- [Exercise]: The expected output is the line bearing "In some subclasses" followed by all remaining lines of the records, each restated word for word.

- [Source information]:
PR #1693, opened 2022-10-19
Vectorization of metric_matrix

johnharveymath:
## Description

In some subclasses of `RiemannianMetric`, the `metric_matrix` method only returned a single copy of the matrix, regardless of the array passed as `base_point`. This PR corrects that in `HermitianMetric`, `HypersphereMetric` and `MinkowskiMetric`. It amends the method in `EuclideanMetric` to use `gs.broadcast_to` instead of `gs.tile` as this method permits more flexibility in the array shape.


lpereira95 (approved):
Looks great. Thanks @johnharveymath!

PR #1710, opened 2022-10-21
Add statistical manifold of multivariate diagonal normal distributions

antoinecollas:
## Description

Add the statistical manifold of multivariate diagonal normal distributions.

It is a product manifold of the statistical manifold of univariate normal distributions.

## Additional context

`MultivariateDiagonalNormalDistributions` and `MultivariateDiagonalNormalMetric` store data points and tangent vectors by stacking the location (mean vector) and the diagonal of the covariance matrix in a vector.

- [Written answer]:
In some subclasses of `RiemannianMetric`, the `metric_matrix` method only returned a single copy of the matrix, regardless of the array passed as `base_point`. This PR corrects that in `HermitianMetric`, `HypersphereMetric` and `MinkowskiMetric`. It amends the method in `EuclideanMetric` to use `gs.broadcast_to` instead of `gs.tile` as this method permits more flexibility in the array shape.


lpereira95 (approved):
Looks great. Thanks @johnharveymath!

PR #1710, opened 2022-10-21
Add statistical manifold of multivariate diagonal normal distributions

antoinecollas:
## Description

Add the statistical manifold of multivariate diagonal normal distributions.

It is a product manifold of the statistical manifold of univariate normal distributions.

## Additional context

`MultivariateDiagonalNormalDistributions` and `MultivariateDiagonalNormalMetric` store data points and tangent vectors by stacking the location (mean vector) and the diagonal of the covariance matrix in a vector.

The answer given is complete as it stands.